Trends in Internet Adoption during Covid-19

by Patricia Escalante
Ookla Digital Development

There is little evidence of a faster expansion of access to the internet (extensive margins) across all country income groups but strong evidence of an acceleration in the improvement in the quality of connectivity (intensive margins).

Challenge

IMF Staff research shows that, contrary to popular expectations, internet adoption does not appear to have accelerated much during COVID-19. The annual growth of internet users accelerated only in Emerging Market Economies (EMEs) during COVID-19 driven mainly by the rapid internet adoption in India, which had started before the outbreak of the pandemic. Internet adoption in Advanced Economies (AEs) and Low-income Developing Countries (LIDCs) remained at the historical trend since the outbreak of COVID-19.

Solution

The method used to measure the intensive margins (quality of connectivity) involved utilizing Ookla’s internet speed data for existing users. The data included the fixed band average download speed, weighted by population. The data spanned from January 2017 to February 2020 (before COVID-19) and from March 2020 to April 2022 (after COVID-19).

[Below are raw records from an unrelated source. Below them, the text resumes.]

PR #189, opened 2019-05-31
Update lucet-analyze

awortman-fastly:
Now things look like: lucet-analyze screenshot

Important points:
* import/export information can come from module data!
* signatures!
* trap records!
* (some) consistency checks!

### DIFF
--- a/lucet-analyze/src/main.rs
+++ b/lucet-analyze/src/main.rs
@@ -1,3 +1,5 @@
+use lucet_module_data::{Error, FunctionSpec, ModuleData, TrapManifest, TrapSite};
+
 use byteorder::{LittleEndian, ReadBytesExt};
 use colored::Colorize;
 use goblin::{elf, Object};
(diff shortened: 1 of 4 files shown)


jedisct1:
This is rad!

awortman-fastly:
Worth noting: the errors about sizes not matching is actually due to a lucetc bug I found while updating lucet-analyze. Not good, but lucet-analyze working as intended :)

lucet-analyze/src/main.rs
```diff
@@ -459,57 +321,263 @@ fn print_summary(summary: ArtifactSummary) {
...
     }
 
     println!("");
-    println!("Trap Manifest:");
-    if let Some(trap_manifest) = summary.trap_manifest {
-        for row in trap_manifest.records {
-            println!("  {:25} {} traps", row.func_name, row.trap_count);
-            println!("      {:?}", row.sites);
+    println!("Data Segments:");
+    if let Some(data_segments) = summary.data_segments {
```
awortman-fastly: important question: are data segments still a thing? I didn't see where in `lucetc` data under these symbols would be emitted, and it _seems_ like this turned into sparse data. Is that a correct understanding? (cc @tyler ?)

PR #190, opened 2019-05-31
Emit function information for lucetc-provided functions

awortman-fastly:
Runtime functions were not getting their supporting metadata (trap tables, names, ..) added to module data, which I think is mostly harmless, but violates some assumptions I'd made about what data is present in module data and function manifests. Specifically, that all functions in the module are present, and have a signature.

### DIFF
--- a/lucetc/src/decls.rs
+++ b/lucetc/src/decls.rs
@@ -59,9 +59,9 @@ pub struct TableDecl<'a> {
 }
 
 pub struct ModuleDecls<'a> {
-    info: ModuleInfo<'a>,
+    pub info: ModuleInfo<'a>,
     runtime: Runtime,
-    function_names: PrimaryMap<FuncIndex, Name>,
+    pub function_names: PrimaryMap<FuncIndex, Name>,
     imports: Vec<ImportFunction<'a>>,
     exports: Vec<ExportFunction<'a>>,
     table_names: PrimaryMap<TableIndex, (Name, Name)>,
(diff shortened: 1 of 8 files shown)


lucetc/src/decls.rs
```diff
@@ -72,15 +72,17 @@ pub struct ModuleDecls<'a> {
...
         runtime: Runtime,
         heap_settings: HeapSettings,
     ) -> Result<Self, LucetcError> {
-        let (function_names, imports, exports) = Self::declare_funcs(&info, clif_module, bindings)?;
+        let (mut function_names, imports, exports) =
+            Self::declare_funcs(&info, clif_module, bindings)?;
         let table_names = Self::declare_tables(&info, clif_module)?;
-        let runtime_names = Self::declare_runtime(&runtime, clif_module)?;
+        let runtime_names =
+            Self::declare_runtime(&mut info, &mut function_names, &runtime, clif_module)?;
```
awortman-fastly: Because we're tracking more information in `ModuleData` (built out of this and `ModuleInfo`), the amount of bookkeeping as functions are introduced has grown a bit. I'm thinking about factoring out most of it into one or two functions on `ModuleDecls` to set up signatures, names, and indices. Then that can be reused by the typical `ModuleEnvironment` path of function declaration, or for internal declarations like runtime functions or the stack probe.

awortman-fastly: did this

PR #191, opened 2019-05-31
Fix benchmark entrypoint function signature

awortman-fastly:
well. _add_ an entrypoint function signature. The code compiles but when running `lucet-benchmark`, specifically "run_many_args", it fails because the mock module has the default signature of `() -> ()` where we provide ~66 arguments.


awortman-fastly:
cc @acfoltzer I broke and then fixed your code, sorry! :sweat_smile:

Fixed download speed (Mbps)

Source: IMF and LinkedIn

Impact

The study found that the largest improvement in internet adoption during COVID-19 is the leap in internet speed among existing users. The average download/upload speed since the outbreak of COVID-19 accelerated considerably across all income groups. Such improvement in internet speed probably reflects the fact that existing internet users started to upgrade their internet packages as most work and household-related activities shifted online.